Start of Block

PR #61, opened 2019-04-20
Improve button styles

Aced14:
* Fix blue/cancel buttons that were showing up as generic ones
* Fix border colours on blue buttons
* Fix hover, active, focus and active+focus styles

**Screenshots...**

**Main page search...**
**Before + After:**
main-page-search-before

**Reference tooltips settings...**
**Before:**
reference-tooltips-config-popup-before
**After:**
reference-tooltips-config-popup-after

**Page preview settings...**
**Before:**
page-preview-config-overlay-before
**After:**
page-preview-config-overlay-after

**Edit page...**

**Normal...**
**Before:**
edit-page-before
**After:**
edit-page-after

**``:hover``**
**Before:**
edit-page-hover-before
**After:**
edit-page-hover-after

**``:active``**
**Before:**
edit-page-active-before
**After:**
edit-page-actve-after

**``:focus``**
**Before:**
edit-page-focus,active-focus-before
**After:**
edit-page-focus-after

**``:active:focus``**
**Before:**
edit-page-focus,active-focus-before
**After:**
edit-page-actve-after

### DIFF
--- a/wikipedia-dark.user.css
+++ b/wikipedia-dark.user.css
@@ -68,12 +68,13 @@ domain("wiki.rpcs3.net") {
   }
   /*** Overall ***/
   td, p, li, th:not([style*="background"]), caption, div,
-  span:not([class*="color"]):not([class*="wikEd"]):not([style*="background"]),
+  span:not([class*="color"]):not([class*="wikEd"]):not([style*="background"]):not([class*="oo-ui-labelElement-label"]),
   p code, label code, dl code, .oo-ui-widget div, .oo-ui-widget label {
     color: #9a9a9a;
   }
   body, h1, h2, h3, h4, h5, h6, #footer li, .infobox th[style*="background"],
   div[style*="color"], input[type="search"], input[type="submit"],
+  .oo-ui-buttonElement-button, .oo-ui-buttonElement-button:hover,
   input[type="number"], select, .suggestions-result, input,
   .central-featured-lang .link-box em, .central-featured-lang .link-box small {
     color: #9a9a9a !important;
@@ -87,8 +88,9 @@ domain("wiki.rpcs3.net") {
   legend .oo-ui-labelElement-label, .cnotice-message p {
     color: #ddd !important;
   }
-  a:hover, a:hover span, #toc a:hover, #toc a:hover span,
-  .suggestions-result .highlight, .suggestions-special .special-query {
+  a:hover, a:hover span:not(.oo-ui-labelElement-label), #toc a:hover,
+  #toc a:hover span, .suggestions-result .highlight,
+  .suggestions-special .special-query {
     color: #fff !important;
   }
   /* text selection */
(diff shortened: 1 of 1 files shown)


the-j0k3r:
Hello @Aced14! Thank you for reaching out with this contribution.

I like the changes proposed, as for the dark text within buttons and icons, all our styles sort have this styling in common, so It may look out of place.

Lets see what others say.. @Mottie @xt0rted @silverwind

Mottie:
Our goal is to keep the dark style as close to the original as possible, but darker. So already blue buttons should be darker blue, bright white text inside those buttons should remain white, just not as bright. The Wikipedia style makes that incredibly hard in that most custom colors are added in-line with no specification to follow.

I don't think we really have hard-and-fast rules, so if you think something looks better one way or another, I say go for it... we can agree or disagree on a case-by-case basis... I'm okay with what you have in this PR so far, so that's an okay vote from me.

Aced14:
Regarding the dark text in blue buttons... my line of thinking was that since Wikipedia's default font colour is really dark grey and is changed to light grey in this dark theme, it's more or less being inverted. By its very nature, the dark theme has to invert colours to some degree to change the site's overall colour scheme from bright to dark - but without going so far as to arbitrarily invert all colours.

In Wikipedia's normal theme, blue buttons seem to coloured as such to indicate a primary action. So to stand out compared to other buttons, they're coloured in bright blue and use an inverted font colour (white).

As far as this PR goes, I felt like using a black font for blue buttons would stay "truer" to what the normal Wikipedia theme was trying to achieve with its button colours (i.e. using an inverted colour to contrast with the default font colour).

the-j0k3r:
My 2cents, Ide say staying true to original is important, but staying visible is more important, too dark  IMO.

Aced14:
@the-j0k3r I'll change it back to white at some point tomorrow.

wikipedia-dark.user.css
```diff
@@ -113,9 +113,32 @@ domain("wiki.rpcs3.net") {
...
   }
-  .mw-ui-button, .mw-ui-button *, button[type="submit"] {
+  .mw-ui-button, .mw-ui-button *, button[type="submit"],
+  .pure-button-primary-progressive,
+  .oo-ui-buttonElement-framed.oo-ui-widget-enabled.oo-ui-flaggedElement-primary.oo-ui-flaggedElement-progressive > .oo-ui-buttonElement-button,
+  .mw-ui-button.mw-ui-progressive {
     background-color: var(--base-color) !important;
-    color: #fff !important;
+    border-color: transparent !important;
+    color: #222 !important;
```
the-j0k3r:
```suggestion
    color: #fff !important;
```

Aced14:
Sorry, will take another day or two :(.

I've revised my commit (haven't pushed to GitHub yet), but want to rewrite its commit message, update the OP's screenshots and add comparison shots of hover/active/focus states. Ran out of time to do it tonight.

the-j0k3r:
> I've revised my commit (haven't pushed to GitHub yet), but want to rewrite its commit message, update the OP's screenshots and add comparison shots of hover/active/focus states. Ran out of time to do it tonight.

No problem, if you want to do all of that, CSS change is all we need.

Aced14:
Just forced-pushed an updated commit and reworked the OP.

The updated commit contains more changes than just the white text. So it might be worth re-reviewing in its entirety. I eliminated brightness filters since they were causing noticeable text blurring. Also tried moving things around to better fit within the different comment sections.

the-j0k3r:
Thank you for your contribution. =)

End of Block

» Work instructions
Write the material out once more, exactly as it reads.

» Answer to this problem
PR #61, opened 2019-04-20
Improve button styles

Aced14:
* Fix blue/cancel buttons that were showing up as generic ones
* Fix border colours on blue buttons
* Fix hover, active, focus and active+focus styles

**Screenshots...**

**Main page search...**
**Before + After:**
main-page-search-before

**Reference tooltips settings...**
**Before:**
reference-tooltips-config-popup-before
**After:**
reference-tooltips-config-popup-after

**Page preview settings...**
**Before:**
page-preview-config-overlay-before
**After:**
page-preview-config-overlay-after

**Edit page...**

**Normal...**
**Before:**
edit-page-before
**After:**
edit-page-after

**``:hover``**
**Before:**
edit-page-hover-before
**After:**
edit-page-hover-after

**``:active``**
**Before:**
edit-page-active-before
**After:**
edit-page-actve-after

**``:focus``**
**Before:**
edit-page-focus,active-focus-before
**After:**
edit-page-focus-after

**``:active:focus``**
**Before:**
edit-page-focus,active-focus-before
**After:**
edit-page-actve-after

### DIFF
--- a/wikipedia-dark.user.css
+++ b/wikipedia-dark.user.css
@@ -68,12 +68,13 @@ domain("wiki.rpcs3.net") {
   }
   /*** Overall ***/
   td, p, li, th:not([style*="background"]), caption, div,
-  span:not([class*="color"]):not([class*="wikEd"]):not([style*="background"]),
+  span:not([class*="color"]):not([class*="wikEd"]):not([style*="background"]):not([class*="oo-ui-labelElement-label"]),
   p code, label code, dl code, .oo-ui-widget div, .oo-ui-widget label {
     color: #9a9a9a;
   }
   body, h1, h2, h3, h4, h5, h6, #footer li, .infobox th[style*="background"],
   div[style*="color"], input[type="search"], input[type="submit"],
+  .oo-ui-buttonElement-button, .oo-ui-buttonElement-button:hover,
   input[type="number"], select, .suggestions-result, input,
   .central-featured-lang .link-box em, .central-featured-lang .link-box small {
     color: #9a9a9a !important;
@@ -87,8 +88,9 @@ domain("wiki.rpcs3.net") {
   legend .oo-ui-labelElement-label, .cnotice-message p {
     color: #ddd !important;
   }
-  a:hover, a:hover span, #toc a:hover, #toc a:hover span,
-  .suggestions-result .highlight, .suggestions-special .special-query {
+  a:hover, a:hover span:not(.oo-ui-labelElement-label), #toc a:hover,
+  #toc a:hover span, .suggestions-result .highlight,
+  .suggestions-special .special-query {
     color: #fff !important;
   }
   /* text selection */
(diff shortened: 1 of 1 files shown)


the-j0k3r:
Hello @Aced14! Thank you for reaching out with this contribution.

I like the changes proposed, as for the dark text within buttons and icons, all our styles sort have this styling in common, so It may look out of place.

Lets see what others say.. @Mottie @xt0rted @silverwind

Mottie:
Our goal is to keep the dark style as close to the original as possible, but darker. So already blue buttons should be darker blue, bright white text inside those buttons should remain white, just not as bright. The Wikipedia style makes that incredibly hard in that most custom colors are added in-line with no specification to follow.

I don't think we really have hard-and-fast rules, so if you think something looks better one way or another, I say go for it... we can agree or disagree on a case-by-case basis... I'm okay with what you have in this PR so far, so that's an okay vote from me.

Aced14:
Regarding the dark text in blue buttons... my line of thinking was that since Wikipedia's default font colour is really dark grey and is changed to light grey in this dark theme, it's more or less being inverted. By its very nature, the dark theme has to invert colours to some degree to change the site's overall colour scheme from bright to dark - but without going so far as to arbitrarily invert all colours.

In Wikipedia's normal theme, blue buttons seem to coloured as such to indicate a primary action. So to stand out compared to other buttons, they're coloured in bright blue and use an inverted font colour (white).

As far as this PR goes, I felt like using a black font for blue buttons would stay "truer" to what the normal Wikipedia theme was trying to achieve with its button colours (i.e. using an inverted colour to contrast with the default font colour).

the-j0k3r:
My 2cents, Ide say staying true to original is important, but staying visible is more important, too dark  IMO.

Aced14:
@the-j0k3r I'll change it back to white at some point tomorrow.

wikipedia-dark.user.css
```diff
@@ -113,9 +113,32 @@ domain("wiki.rpcs3.net") {
...
   }
-  .mw-ui-button, .mw-ui-button *, button[type="submit"] {
+  .mw-ui-button, .mw-ui-button *, button[type="submit"],
+  .pure-button-primary-progressive,
+  .oo-ui-buttonElement-framed.oo-ui-widget-enabled.oo-ui-flaggedElement-primary.oo-ui-flaggedElement-progressive > .oo-ui-buttonElement-button,
+  .mw-ui-button.mw-ui-progressive {
     background-color: var(--base-color) !important;
-    color: #fff !important;
+    border-color: transparent !important;
+    color: #222 !important;
```
the-j0k3r:
```suggestion
    color: #fff !important;
```

Aced14:
Sorry, will take another day or two :(.

I've revised my commit (haven't pushed to GitHub yet), but want to rewrite its commit message, update the OP's screenshots and add comparison shots of hover/active/focus states. Ran out of time to do it tonight.

the-j0k3r:
> I've revised my commit (haven't pushed to GitHub yet), but want to rewrite its commit message, update the OP's screenshots and add comparison shots of hover/active/focus states. Ran out of time to do it tonight.

No problem, if you want to do all of that, CSS change is all we need.

Aced14:
Just forced-pushed an updated commit and reworked the OP.

The updated commit contains more changes than just the white text. So it might be worth re-reviewing in its entirety. I eliminated brightness filters since they were causing noticeable text blurring. Also tried moving things around to better fit within the different comment sections.

the-j0k3r:
Thank you for your contribution. =)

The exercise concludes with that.